Настоятель посмотрел на монаха как на наивного младенца.
— И
Нилс припомнил неприметного щуплого коллегу с вечно сальными волосами, приклеенными ко лбу, отлынивающего от работы на приютском винограднике и постоянно потирающего платком длинный искривленный нос. Его слезящиеся глазки типичного ябеды смотрели на всех так пристально, что казалось: он все про тебя знает. Теперь понятно отчего — действительно знал. Заодно ясно, почему настоятель так сокрушался об его отсутствии. Вот это совсем плохая новость. Если с настоятелем Нилс был в добрых отношениях, то Хаспера терпеть не мог. Буквально вчера они поцапались из-за какой-то мелочи, и Нилс в горячке пообещал «оторвать доходяге его крючок и прибить в уличном нужнике вместо щеколды». Смелое заявление.
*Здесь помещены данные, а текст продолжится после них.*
PR #513, opened 2015-10-27
Implemented support for rotated labels on the x-axis

danielgindi:


liuxuan30:
do you mind explain some core parts here? sort of lost after looking at various offset and size and the radians... and of cause the scene behind rotation? :) Thanks a lot!

danielgindi:
Well:

1.
In some places the charts are trying to figure out a labels width/height,
or the "longest label".
This is invalid now because the label may be rotated, so I calculate the
width/height of the box enclosing the rotated label (some trigonometry
magic)

2.
The old drawing method always took a point, drawn the text *above* it
(that's android's behavior), and to the right/left/center of it depending
on the align property.
Now a label may be rotated, and after some trial and error, I figured out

— Хаспер нюхач? — обреченно спросил он.
— Слабенький, — вздохнул настоятель. — По-хорошему способен работать в полноздри, не более. Удостоился клейма в возрасте двадцати с гаком — поздно для нюхача. Но как постановщик диагноза вполне пригоден. О! Слышишь? Никак наша повозка?
Окончательно добитый новостями, Нилс забрался на лавку и выглянул в узкое окошко, прорезанное почти под потолком. Действительно, у ворот тормозило приютское средство передвижения, узнаваемое не только по своеобразному внешнему виду, но и по звуку. Каждое колесо колымаги скрипело на особый лад, вместе же они составляли вполне приличный квартет, на малой скорости исполняющий нечто вроде похоронного поминания, а на большой — развеселую полечку-каперочку.
— Брат Хаспер прибыл, — угрюмо доложил Нилс. — Поклажи нет, значит, все распродал.
— Зови его! — обрадовался настоятель. — Прямо от ворот веди сюда! О нашем деле при стороже ни слова — просто скажешь Хасперу, что я приказал. Ситуация усложнилась, но я все же надеюсь, что с поисками Михаила приют справится своими силами, без привлечения помощи со стороны.
Вызванный Нилсом брат Хаспер послушно явился в келью Михаила. Зыркнув на настоятеля и прочтя в его глазах разрешение не таиться от Нилса, он внимательно осмотрел одеревеневшую стену и опустил голову, признавая свой недогляд.
— Чего уж теперь, — вздохнул старик. — Ищи. Лучше поздно, чем никогда.
— А ну, подай ту веревку, — неприветливо велел Хаспер Нилсу.
Протянув брату обрывок шнура, которым был подвязан подрясник Михаила, сушившийся в углу, Нилс еле успел отдернуть руку — костлявые пальцы вцепились в пеньковое плетение с такой поспешностью, что оцарапали ему кожу. Обнюхав веревку, Хаспер коротко, разочарованно взвыл и содрал подрясник целиком. Погрузившись в еще влажную ткань лицом, он замер. До слуха Нилса донеслись слабые свистящие шмыганья, как у принюхивающегося пса.
Видно, одежда Михаила пахла как-то особенно. Упав на колени, Хаспер задрал рясу, опустил нос и пополз по полу, не переставая втягивать воздух. Упершись в ноги сжавшегося в комок Нилса, обогнул его словно неодушевленный пень и уже у двери встал, отряхивая одежду, как ни в чем не бывало.
— Михаил жив, — уверенно заявил он. — И не ушел чересчур далеко, его следы еще сохраняют связь со ступнями, но запах уже слабеет; он выходит из припадочного состояния, возвращаясь к примитивной человеческой сущности. Простите, что не разнюхал в нем владеющего силой ранее. Заболевание Михаила столь редкого свойства, что способности словесника просыпаются лишь эпизодически, в моменты потрясений.